Menachem Nochum Twersky (1730 - 1797), also known as the Me'or Einayim (מאור עיניים), was a Ukrainian rabbi, and the founder of the Chernobyl Hasidic dynasty. He was a disciple of the Baal Shem Tov and the Maggid of Mezritch, and published one of the first works of Hasidic thought. He is considered one of the pioneers of the Hasidic movement.

==Biography==
Twersky was born in Norynsk, Volhynia, and orphaned as a child. He was raised by his uncle Rabbi Nochum, who sent him to be educated in one of the highly acclaimed yeshivot in Lithuania. After marrying, he became a teacher, while continuing his intensive studies of Torah.
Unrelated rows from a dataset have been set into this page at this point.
PR #4, opened 2011-10-29
Support skipping on user triggered builds

petehayes:
I'd like to be able to prevent Sonar from running when there is a forced build by a user, even when there is no SCM changes.  My users sometimes do this to run a full build of all modules instead of an incremental build.


henryju:
Now that pipeline is the way to go, I'm closing this as won't fix.

PR #5, opened 2011-12-07
SONARPLUGINS-1549: Sonar "aggregator" mode

henryju:
Here is a proposal to have "aggregator" mode in Jenkins for Sonar analysis


henryju:
Outdated

PR #6, opened 2012-04-12
Added lookup for skip envVar in the environment to allow adding the skip envVar via the Environment Inject plugin.

akuhtz:
Added lookup for skip envVar in the environment to allow adding the skip envVar via the Environment Inject plugin.


dbmeneses:
This was already introduced in dc4e883ecfe00f39c5e74b77cc564f7403bee2d6 - closing it.

PR #9, opened 2013-12-19
Store passwords as secrets

olivergondza:


jglick:
Unclear which of this and [SONARJNKNS](http://jira.codehaus.org/browse/SONARJNKNS) is actually used. Clearly one or the other should be closed for entries.

henryju:
Manually merged. Thanks again for your contribution.

PR #10, opened 2014-04-08
Fix collision of jdk configuration between the main job configuration and a Sonar task

ydubreuil:
This pull-request fixes a bug which corrupts the job jdk field. The jdk field is overwritten with the value of the jdk of the sonar task which defaults to 'Hérite du job parent' in french. This breaks the build.

Fix is straightforward, it just adds the plugin name as a prefix for the jdk field in the jelly file.

Thanks for merging,
Yoann.


henryju:
Seems this is no more an issue with recent versions of Jenkins since form parameters are serialized as JSON object with proper namespace. But for "purity" I'll merge this P/R.

PR #13, opened 2014-12-09
Update dependencies and fix tests

jirutka:


henryju:
Manually applied (part of http://jira.codehaus.org/browse/SONARJNKNS-206). Thanks for your contribution.

PR #15, opened 2015-03-09
Sonarqube badge should be a link to the project page

or-shachar:
I love the little sonarqube badge that is added to the run history but I think it must be made more functional by making it a link to the SonarQube project.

With the advent of Hasidic Judaism, Twersky became a disciple of the Baal Shem Tov, the founder of Hasidism. After the Baal Shem Tov's death, Twersky accepted the Maggid of Mezritch as his mentor. His book Me'or Einayim (Light of the Eyes) was published after his death and contains a collection of his homilies concerning the weekly Torah portions and selections of the Talmud. The book gained widespread acceptance as one of the major works of Hasidic thought. He died in Chernobyl, Polish–Lithuanian Commonwealth in 1797.

==Legacy==
He was succeeded as the Maggid of Chernobyl by his son Rabbi Mordechai Twerski. The surname would become known as Twersky in the United States. Seven of Mordechai's eight sons became rebbes, including those of Skver, Rachmastrivka, Trisk, and Talna.
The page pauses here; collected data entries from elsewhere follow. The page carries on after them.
PR #16, opened 2015-04-02
Prevent loading all builds to generate the url

christ66:
In order to generate the url at the root project page it could be an expensive operation because it will iterate all of the builds in order to find a url. If a project has a lot of failed/aborted builds which never sent information to sonar (and a `BuildSonarAction` was never created), or if the project enabled sonar for the first time would most likely encounter a performance issue and load every build until it found a sonar url. Instead this pull request changes it to generate the url from the last stable or unstable build.

@reviewbybees

### DIFF
--- a/src/main/java/hudson/plugins/sonar/utils/SonarUtils.java
+++ b/src/main/java/hudson/plugins/sonar/utils/SonarUtils.java
@@ -39,7 +39,6 @@ import hudson.model.Run;
 import hudson.plugins.sonar.BuildSonarAction;
 import org.apache.commons.io.IOUtils;
 
-import javax.annotation.Nonnull;
 import javax.annotation.Nullable;
 import java.io.BufferedReader;
 import java.io.IOException;
@@ -98,7 +97,11 @@ public final class SonarUtils {
   }
 
   @Nullable
-  private static String getSonarUrlFromRun(@Nonnull Run run) {
+  private static String getSonarUrlFromRun(Run run) {
+    if (run == null) {
+      return null;
+    }
+
     BuildSonarAction action = run.getAction(BuildSonarAction.class);
     if (action != null) {
       return action.getUrlName();
--- a/src/main/java/hudson/plugins/sonar/utils/SonarUtils.java
+++ b/src/main/java/hudson/plugins/sonar/utils/SonarUtils.java
@@ -39,7 +39,7 @@ import hudson.model.Run;
 import hudson.plugins.sonar.BuildSonarAction;
 import org.apache.commons.io.IOUtils;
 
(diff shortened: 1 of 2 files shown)


ndeloof:
:+1:

src/main/java/hudson/plugins/sonar/utils/SonarUtils.java
```diff
@@ -88,13 +88,25 @@ public static String extractSonarProjectURLFromLogs(AbstractBuild<?, ?> build) t
...
+    String url = getSonarUrlFromRun(project.getLastSuccessfulBuild());
+    if (url != null) {
+      return url;
+    } else {
+      return getSonarUrlFromRun(project.getLastUnstableBuild());
+    }
+  }
+
+  @Nullable
+  private static String getSonarUrlFromRun(Run run) {
```
jglick: Use `Run<?,?>` to avoid an `unchecked` warning.

src/main/java/hudson/plugins/sonar/utils/SonarUtils.java
```diff
@@ -88,13 +88,25 @@ public static String extractSonarProjectURLFromLogs(AbstractBuild<?, ?> build) t
...
-      }
+    String url = getSonarUrlFromRun(project.getLastSuccessfulBuild());
+    if (url != null) {
+      return url;
+    } else {
+      return getSonarUrlFromRun(project.getLastUnstableBuild());
+    }
+  }
+
+  @Nullable
```
jglick: Use `@CheckForNull`. In general avoid `@Nullable` unless you have read its Javadoc carefully and really know what you are doing.

src/test/java/hudson/plugins/sonar/utils/SonarUtilsTest.java
```diff
@@ -67,7 +67,7 @@ public void shouldGetLastUrl() throws Exception {
     RunList list = mock(RunList.class);
     when(list.iterator()).thenReturn(Arrays.asList(build1, build2).iterator());
     when(project.getBuilds()).thenReturn(list);
-    assertThat(SonarUtils.getLastSonarUrl(project)).isEqualTo("http://foo");
+    assertThat(SonarUtils.getLastSonarUrl(project)).isNull();
```
jglick: Would be better to ditch the `RunList` and mock `getLastSuccessfulBuild`.

christ66:
@henryju ping?

henryju:
Sorry @christ66 I missed your P/R. It is merged and I will try to release is as part of upcoming 2.2.1. Thanks for your contribution.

Twersky's daughter, Malka, married Rabbi Avraham of Korostyshiv. Their daughter, Chava, wife of Rabbi Sholom Shachne of Prohobisht, was the mother of Rabbi Yisroel Friedman of Ruzhin.
== Me'or Einayim ==
Twersky's homilies were later collected in the books Me'or Einayim and Yesamach Lev (lit. 'The light of the eyes makes the heart happy'); They are often published together. They have gained widespread acceptance as major works and foundations of Hasidic ideology. Me'or Einayim comprises Hasidic insights on the weekly Torah portion and Jewish holidays, influenced by Kabbalah; it was edited by his student Eliyah.
Yesamach Lev collects Rabbi Twersky's insights on Talmudic-Aggadah.